Mesjid Nahroba terlihat sekali banyak  lelaki yang ingin melakukan salat Jumat. Suara kumandang azan menggema semua para lelaki menuju ke mesjid untuk melaksanakan kewajibannya.
“Guruh?  Iyakan?” tanya seorang pemuda.
“Iya, maaf anda siapa?”
“Aku Rahmat. Lama tak jumpa kamu ternyata kamu sudah sebesar ini. Setelah aku keluar dari rumah kost aku sangat rindu denganmu. Sekarang kamu tinggal di mana? Aku mencarimu di rumahmu tapi kamu tidak ada.”
“Iya, lama sekali sudah hampir tujuh tahun. Tinggal di balitrra, ayah sudah meninggal karena kanker otak.

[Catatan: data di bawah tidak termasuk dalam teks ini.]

PR #457, opened 2024-09-19
fix(creds,sources): ds-438 names inconsistency

nicolearagao:
Follow consistent pattern in displaying credentials and sources names. 

### Notes
- fix "[Mirek] On Credentials page, when filtering by Credential Type, items in dropdown use different labels than “Type” column in a table:
Filter says “vCenter”, but table says “vCenter Server”
Filter says “Ansible”, but table says “Ansible Controller”
Other labels are consistent
The same applies to Sources page and Source Type
[Mirek] On Credentials page, when filtering by Credential Type, items in dropdown are sorted alphabetically. But when clicking “Add Credentials”, the same set of items is sorted in arbitrary order (Network on top, Ansible last). They probably should be consistent
The same applies to Sources page and Source Type filter"

1. `$ npm test`

### Local run check
1. `$ npm run start`

## Example

Screenshot from 2024-09-19 11-44-28
Screenshot from 2024-09-19 11-44-07
Screenshot from 2024-09-20 20-36-38
Screenshot from 2024-09-20 20-36-31

## Updates issue/story

### DIFF
--- a/public/locales/en.json
+++ b/public/locales/en.json
@@ -317,7 +317,7 @@
   "dataSource": {
     "rhacs": "RHACS",
     "ansible": "Ansible Controller",
-    "network": "Network",
+    "network": "Network range",
     "openshift": "OpenShift",
     "satellite": "Satellite",
     "vcenter": "vCenter Server"
--- a/src/views/credentials/viewCredentialsList.tsx
+++ b/src/views/credentials/viewCredentialsList.tsx
@@ -118,32 +118,32 @@ const CredentialsListView: React.FunctionComponent = () => {
             {
               key: API_DATA_SOURCE_TYPES.ANSIBLE,
               label: API_DATA_SOURCE_TYPES.ANSIBLE,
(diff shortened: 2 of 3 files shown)


cdcabrera (approved):
appears consistent for the immediate issue. if the old string keys are no longer used may consider cleaning them up

A possible future or alternative approach.... 
Relying on static order works, but is obviously prone to the next developer changing it. 

Couple of alternatives
- since the translate function is dumping strings into your list you could have also applied a simple JS `.sort()` on the array/list
- you could also apply a `.sort()` on the values inside `simpleDropdown`

nicolearagao (commented):
As discussion with Yichen:
- filter in alphabetical order 
- add (creds/source) displayed as in sketch

ps: print screen for filter is not updated. The same translation key is used for both so it's network range not network. 
@mirekdlugosz  @cdcabrera 
Screenshot from 2024-09-20 10-24-15

PR #458, opened 2024-09-19
fix(scans): ds-437 remove redudant toast from scan

nicolearagao:
Remove redundant toast message generated by opening Last Scanned modal from scans view.

### Notes
- fix "[Mirek] On Scans page, clicking a link in “Last Scanned” column displays new modal (good) AND a toast notification with “Connection information displayed successfully.”. That toast seems to be development leftover which should be removed"

1. `$ npm test`

### Local run check
1. `$ npm run start`

## Example

[Screencast from 2024-09-19 14-54-56.webm](https://github.com/user-attachments/assets/b2fd818f-a74a-4b17-acc9-e639061efa48)

## Updates issue/story


src/hooks/useScanApi.ts
```diff
@@ -242,19 +242,9 @@ const useGetScanJobsApi = (onAddAlert: (alert: AlertProps) => void) => {
     []
   );
 
-  const callbackSuccess = useCallback(
-    (response: AxiosResponse<ScanJobsResponse>) => {
-      onAddAlert({
-        title: t('toast-notifications.description', {
-          context: 'scan-jobs_fetched',
```
mirekdlugosz, line 249: Should that string be also removed from `public/locales/en.json`? As far as I can tell, this is the only place it is used (but I might be wrong!).

mirekdlugosz (approved):
Looks good, added a question / suggestion. Not really blocking.

src/hooks/useScanApi.ts
nicolearagao: Yes, agreed! I added the removal of that string to the commit.

src/hooks/__tests__/useScanApi.test.ts
```diff
@@ -295,18 +295,6 @@ describe('useGetScanJobsApi', () => {
...
-
-    callbackSuccess({
-      data: {
-        results: [{ name: 'Lorem', id: '1' }]
-      }
-    });
-
-    expect(mockOnAddAlert.mock.calls).toMatchSnapshot('callbackSuccess');
-  });
-
```
cdcabrera, line 309: required: this test should be updated instead of removed to maintain consistency in our API hooks... the alternative approaches for when there are no toasts are in a few places... for example

- the `useShowConnectionsApi` test located around line `50` of this file... 
- the `useUserApi` test located in the `useLoginApi.test.ts` around line `160`...

cdcabrera (changes requested):
consistency in unit tests .. update the test instead of removing it

src/hooks/__tests__/useScanApi.test.ts
nicolearagao: pushed fixup!

cdcabrera: added a minor clean up commit

cdcabrera (approved):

Bisnis ayah bangkrut terpaksa menjual rumah kost untuk memenuhi kebutuhan hidup. Rumah sudah dijual buat kesembuhan ayah. Semua kekayaan yang pernah ada kini telah hilang. Rasanya kebahagiaan itu tidak pernah akan aku rasakan lagi, ka.”

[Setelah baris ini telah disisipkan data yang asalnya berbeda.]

PR #460, opened 2024-09-21
refactor(addSourceModal): align form state with credential form

nicolearagao:
Align form state with credential form in order to maintain consistency, but also to solve some of the state problems we are currently experiencing in the modal. 

### Notes
- fix to [Mirek] New source popup remembers credentials and “Verify SSL Certificate” state across closing and opening
easy way to reproduce: start creating a new source of any type. Select some credentials. Close the popup (Esc key or Cancel link). Now start creating a new source of different type. Credentials field will say that you have some credentials selected, but since they are of different type, they won’t appear on the list. If you try to submit form now, server will return error
- [Mirek] New OpenShift source modal. Credentials dropdown is multi-select, but if I try to submit OpenShift with many credentials, server will reject it saying that this source type can have only one credential.
Not tested, but I assume the same applies to virtually all source types except for Network
The only type of source that accepts multiple credentials is Network.
-  [Mirek] When editing a source, following fields have their default values, ignoring what was really in the source when it was created: 
Network: “Connect using Paramiko instead of Open SSH” (reverts to unchecked)
OpenShift: “Connection” (reverts to SSLv23) ; “Verify SSL Certificate” (reverts to checked) 
RHACS: “Connection” (reverts to SSLv23) ; “Verify SSL Certificate” (reverts to checked)
Satellite: “Connection” (reverts to SSLv23) ; “Verify SSL Certificate” (reverts to checked)
VCenter: “Connection” (reverts to SSLv23) ; “Verify SSL Certificate” (reverts to checked)
Ansible: “Connection” (reverts to SSLv23) ; “Verify SSL Certificate” (reverts to checked)
- [Mirek] When editing a source (any type), modal title says “Edit source: undefined”

1. `$ npm test`

### Local run check
1. `$ npm run start`

## Example

[Screencast from 2024-10-07 13-11-35.webm](https://github.com/user-attachments/assets/8dd60810-5b82-4c12-9900-89b2e56ec086)
[Screencast from 2024-10-07 13-12-56.webm](https://github.com/user-attachments/assets/f837ef98-61a6-4dc0-8a30-421cc60ff953)
[Screencast from 2024-10-07 13-13-44.webm](https://github.com/user-attachments/assets/18f70142-07eb-44c6-8c5d-6efcbaf6129f)
[Screencast from 2024-10-07 13-14-21.webm](https://github.com/user-attachments/assets/aed7ccc1-f27e-4ade-a5d0-87649f738e14)

## Updates issue/story

[DISCOVERY-436](https://issues.redhat.com/browse/DISCOVERY-436)

### DIFF
--- a/src/views/sources/addSourceModal.tsx
+++ b/src/views/sources/addSourceModal.tsx
@@ -14,6 +14,7 @@ import {
   Form,
   FormGroup,
   HelperText,
+  HelperTextItem,
   Modal,
   ModalVariant,
   TextArea,
@@ -174,20 +175,19 @@ const SourceForm: React.FC<SourceFormProps> = ({
       <FormGroup label="Credentials" fieldId="credentials" isRequired>
         <TypeaheadCheckboxes
           onChange={(selections: string[]) => {
-            const selectedIds = selections.map(Number);
-            const validIds = selectedIds.filter(id => !isNaN(id));
-
-            // If the user selects more than one credential, display a warning
-            if (!isNetwork && validIds.length > 1) {
-              alert('Only one credential can be selected for this source type.');
-            } else {
-              handleInputChange('credentials', validIds);
-            }
+            const validIds = selections.map(Number).filter(id => !isNaN(id));
+            handleInputChange('credentials', validIds);
           }}
           options={credOptions}
           selectedOptions={formData?.credentials?.map(String) || []}
           menuToggleOuiaId="add_credentials_select"
+          maxSelections={isNetwork ? Infinity : 1} // Limit selection to 1 for non-network sources
         />
+        {!isNetwork && (
+          <HelperText>
+            <HelperTextItem variant="warning">Only one credential can be selected for this source type.</HelperTextItem>
+          </HelperText>
+        )}
       </FormGroup>
       {isNetwork ? (
         <React.Fragment>
--- a/src/views/sources/addSourceModal.tsx
+++ b/src/views/sources/addSourceModal.tsx
@@ -6,13 +6,12 @@
  *
  * @module addSourceModal
  */
-import React, { useEffect, useState } from 'react';
+import React, { useCallback, useEffect, useState } from 'react';
 import {
   ActionGroup,
   Button,
   Checkbox,
   Form,
-  FormContextProvider,
   FormGroup,
   HelperText,
   Modal,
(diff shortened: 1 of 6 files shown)


src/views/sources/addSourceModal.tsx
```diff
@@ -70,188 +105,220 @@ const AddSourceModal: React.FC<AddSourceModalProps> = ({
...
+  sourceType,
+  sourceName,
+  onClose = () => {},
+  onSubmit = () => {}
+}) => {
   return (
     <Modal
       variant={ModalVariant.small}
-      title={`${source ? 'Edit' : 'Add'} source: ${sourceType}`}
+      title={source ? `Edit Source: ${sourceName || ''}` : `Add Source: ${sourceType || ''}`}
```
cdcabrera, line 315: optional:
Declaring the name separate is definitely one path, it works! But we may be working harder than needed.

Since all we're doing when we call this component is using `sourceBeingEdited?.name` anyway it feels awkward to do that breakout before instead of doing it inside the component(s), like we do for editing. Doubly so since TS should be calling out any required props with our `SourceType`. 

If the concern is the optional chaining for `sourceBeingEdited?.name`, or the unit testing, I think we're still good since that application is more around the whole source being `undefined` rather than the attribute/prop being optional. And for the existing unit test it looks like that's already taken into account as a required prop in the mock.

```
title={source ? `Edit Source: ${source.name}` : `Add Source: ${sourceType || ''}`}
```

and if you don't like the old-skool format...

```
title={(source && `Edit Source: ${source.name}`) || `Add Source: ${sourceType || ''}`}
```

and if we want to adhere to graceful fallbacks for all responses =)

```
title={(source && `Edit Source: ${source.name || ''}`) || `Add Source: ${sourceType || ''}`}
```

cdcabrera (changes requested):
looks good! Minor changes, one optional

ruda:
I verified your changes, the results:

> [Mirek] New source popup remembers credentials and “Verify SSL Certificate” state across closing and opening...

Fixed: I'm no longer seeing it repeating.

> [Mirek] New OpenShift source modal. Credentials dropdown is multi-select, but if I try to submit OpenShift with many credentials, server will reject ...

Tested with OpenShift and Satellite sources. Not OK! OR FLAKY to me :(

When I started my test...

When you add or edit a new source, if you select one credential and then select another credential, the interface will tell you: `Only one credential can be selected for this source type.` After you click OK, you can still see the two credentials in a checkbox. After saving (both kept selected), just one credential is store.

But after a time, I'm no longer seeing this message. The behavior now is the message is not been showing. It looks like the 2 creds are added, but in the end, just one is accepted.

> [Mirek] When editing a source, following fields have their default values, ignoring what was really in the source... (connect/connection/sslcert/)

Fixed: it now respects the choices that has been made.

> [Mirek] When editing a source (any type), modal title says “Edit source: undefined”

Fixed: it now displays the source name. Ex. `Edit Source: anssrc`.

ruda:
There is a BUG.

* Select `Sources`. I have a few sources configured. All sources displays the number of credentials they are using.
* Edit any source.
* The Edit source modal appears.
* There is no credentials selected / zero credentials appearing.

What I expected: the interface should display the credential(s) that belongs to the source at the moment I'm editing it.

nicolearagao:
> There is a BUG.
> 
> * Select `Sources`. I have a few sources configured. All sources displays the number of credentials they are using.
> * Edit any source.
> * The Edit source modal appears.
> * There is no credentials selected / zero credentials appearing.
> 
> What I expected: the interface should display the credential(s) that belongs to the source at the moment I'm editing it.

@ruda This issue specifically is being fixed on a different PR. It was one of the items in the list and I am currently working on it. =)

cdcabrera (approved):
code work looks good!

nicolearagao (commented):
@ruda I changed the approach on how to handle this use case. I don't display the alert anymore. I added a helper text to all non-network sources, and I prevent the user to click on multiple credentials as well. 
Screenshot from 2024-10-10 15-35-21
Screenshot from 2024-10-10 15-35-11

@cdcabrera I tried to stick to the previous implemention to keep it simple, but I couldn't find a way to prevent the user to click on the second credential without over complicating it. I thought it wouldn't hurt to modify the component itself to support one more prop, as I definetely see us using this again in the future for other implementations.

src/views/sources/addSourceModal.tsx
```diff
@@ -31,34 +31,69 @@ interface AddSourceModalProps {
...
+  const typeValue = source?.source_type || sourceType?.split(' ')?.shift()?.toLowerCase();
+  const isNetwork = typeValue === 'network';
 
-  const sourceTypeValue = source?.source_type || sourceType?.split(' ')?.shift()?.toLowerCase();
-  const isNetwork = sourceTypeValue === 'network';
+  // Edit props, reset state on unmount
+  useEffect(() => {
+    if (source) {
+      setFormData({
+        credentials: source?.credentials?.map(c => c.id) || [],
```
mirekdlugosz, line 77: Do we need that `source?` everywhere? This entire block is inside `if (source)`, so I would assume we can count on `source` being defined.

src/views/sources/addSourceModal.tsx
```diff
@@ -70,188 +105,216 @@ const AddSourceModal: React.FC<AddSourceModalProps> = ({
...
+  );
+
+  const filterFormData = useCallback(
+    (data = formData) => {
+      const { credentials, useParamiko, sslVerify, sslProtocol, name, hosts, port } = data;
+      return {
+        name: name,
+        credentials: credentials?.map(c => Number(c)),
+        hosts: hosts?.split(','),
+        port: port || (isNetwork ? '22' : '443'),
```
mirekdlugosz, line 124: Sorry for bringing it so late and in this venue, but the default ports are:

* [`22` for Network scan](https://github.com/quipucords/quipucords/blob/main/quipucords/api/source/serializer.py#L525)
* [`6443` for OpenShift](https://github.com/quipucords/quipucords/blob/main/quipucords/api/source/serializer.py#L537)
* [`443` for everything else](https://github.com/quipucords/quipucords/blob/main/quipucords/api/source/serializer.py#L539)

I think this logic needs to be a little more complex. And probably in some other places where we deal with ports, too.

tests/__snapshots__/dist.test.ts.snap
```diff
@@ -28,9 +28,9 @@ exports[`Build distribution should match a specific file output: dist-output 1`]
   "./build/fonts/e0f30d27bec7c8dbb6fc.woff2",
   "./build/fonts/e4faf134e53e0f37296b.woff2",
   "./build/fonts/ed292ec87cce0d76fd3c.woff2",
-  "./build/images/032b764e59d78db07b56.svg",
+  "./build/images/133911d429584887f5c7.svg",
+  "./build/images/4ca682d556b7bf59f5c6.svg",
```
mirekdlugosz, line 32: That change was also made in #474 , which is now merged. Please pull and rebase.

src/views/sources/addSourceModal.tsx
nicolearagao: we actually do, we use this for both adding and editing sources. we set the fields we would like to be returned, but if we are creating a new source we will set the fields with empy values : setFormData(initialFormState);

src/views/sources/addSourceModal.tsx
nicolearagao: @ mirek If you are ok with this, I will add your observation to the docs and I will fix it in another PR. Because of the major changes we are doing here, it is "blocking" work in other PRs. I would like to get it merged as soon as possible.

mirekdlugosz: Sure, documenting and fixing later is fine! I think we all forgot that OpenShift uses special default port.

nicolearagao: added to the doc, will resolve conversation, ok?

tests/__snapshots__/dist.test.ts.snap
nicolearagao: done

mirekdlugosz (approved):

“Benarkah?  Astagfirullah aku turut berduka cita atas kepergiaan ayahmu. Aku tahu kamu pasti kuat, Guruh. Disetiap kesulitan pasti ada kemudahan. Guruh, izinkan aku membalas jasa keluargamu. Aku dapat menjadi guru olahraga dan membuka usaha fitness seperti sekarang ini karena bantuan keluargamu. Tahu tidak, demi kuliahku  rela menjual mobil sedan kesayangannya. Dan Ibumu selalu mendoakanku agar dapat mewujudkan mimpiku.Menjadi sukses seperti sekarang inilah yang keluargamu harapkan. Maukah kamu menjadi bagian keluargaku tinggallah bersama kami.”

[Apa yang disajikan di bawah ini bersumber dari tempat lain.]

PR #2241, opened 2021-01-12
Enable Fields for Get Involved Migration

Tetrino:
Without these fields we need to rely on the Publishing API for retrieving information about the Take Part pages and Consultations for use in the new Get Involved page post-migration from Whitehall to Government Frontend.

Once these fields are in and reindexed we'll be able to use this directly and save a lot of overhead. https://trello.com/c/7BjH9PyC/2083-8-migrate-government-get-involved-to-government-frontend


Tetrino:
Do not merge something went wrong somewhere, think I missed a file.

PR #2244, opened 2021-01-15
Remove need for REDIS_HOST and REDIS_PORT env vars

kevindew:
Trello: https://trello.com/c/dXud4WIt/206-inconsistent-redisurl-config

This is one of the few GOV.UK projects that uses this old approach to
configuring Redis - whereas most of the other ones use the approach
supported natively by the Redis gem [1] of using REDIS_URL. Removing
this will allow us to remove the need for REDIS_HOST and REDIS_PORT env
vars in our architecture and also allows this code to be simplified.

[1]: https://github.com/redis/redis-rb

It also applies a couple of minor tweaks to the Dockerfile and Rakefile.

### DIFF
--- a/config/initializers/sidekiq.rb
+++ b/config/initializers/sidekiq.rb
@@ -1,24 +1,6 @@
 require "govuk_sidekiq/sidekiq_initializer"
 
-if ENV["RACK_ENV"] == "test"
-  redis_config = {
-    host: ENV.fetch("REDIS_HOST", "127.0.0.1"),
-    port: ENV.fetch("REDIS_PORT", 6379),
-    namespace: "search-api-test",
-  }
-
-  Sidekiq.configure_server do |config|
-    config.redis = redis_config
-  end
-
-  Sidekiq.configure_client do |config|
-    config.redis = redis_config
-  end
-else
-  redis_config = {
-    host: ENV.fetch("REDIS_HOST", "127.0.0.1"),
-    port: ENV.fetch("REDIS_PORT", 6379),
-  }
-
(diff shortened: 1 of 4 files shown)


config/initializers/sidekiq.rb
```diff
@@ -1,24 +1,6 @@
...
-  redis_config = {
-    host: ENV.fetch("REDIS_HOST", "127.0.0.1"),
-    port: ENV.fetch("REDIS_PORT", 6379),
-  }
-
-  GovukSidekiq::SidekiqInitializer.setup_sidekiq("search-api", redis_config)
-end
+GovukSidekiq::SidekiqInitializer.setup_sidekiq(
+  ENV.fetch("GOVUK_APP_NAME", "search-api"),
+  {},
```
thomasleese, line 5: Feels like `{}` might be quite a common value here now, and without knowing the `govuk_sidekiq` library it's very unclear what `{}` is referring to.

Before changing lots of apps, could we change `govuk_sidekiq` to be:

```rb
def setup_sidekiq(govuk_app_name, redis_config: {})
```

kevindew: That's a good point. I think it's only this app that is affected by this - as all the others use the Railtie. In a way this app is using the backdoor.

I have to make a breaking change for govuk_sidekiq to kill the REDIS_HOST and REDIS_PORT env vars so I can include something to make this cleaner as part of that.

thomasleese: Makes sense 👍🏻

thomasleese (approved):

“Terima kasih,  Ka Rahmat.”  katanya memeluk tubuh Ka Rahmat.
                        Ka Rahmat pun membantu Guruh mewujudkan mimpinya mengejar mentari.Guruh memiliki tingkat ketekunan dan keyakinan yang tinggi dalam mimpinya sehingga lima tahun kuliah di Fakultas Kedokteran kini sang pengejar mentari itu menjadi dokter yang bersinar namanya karena kebaikan dan ketulusan hatinya dalam menolong sesama.
                        Kebaikan diri seseorang mungkin hanya dapat dikenang, entah suatu saat nanti akan atau tidak yang pasti Allah selalu membalas kebaikan hambanya melalui jalan-Nya.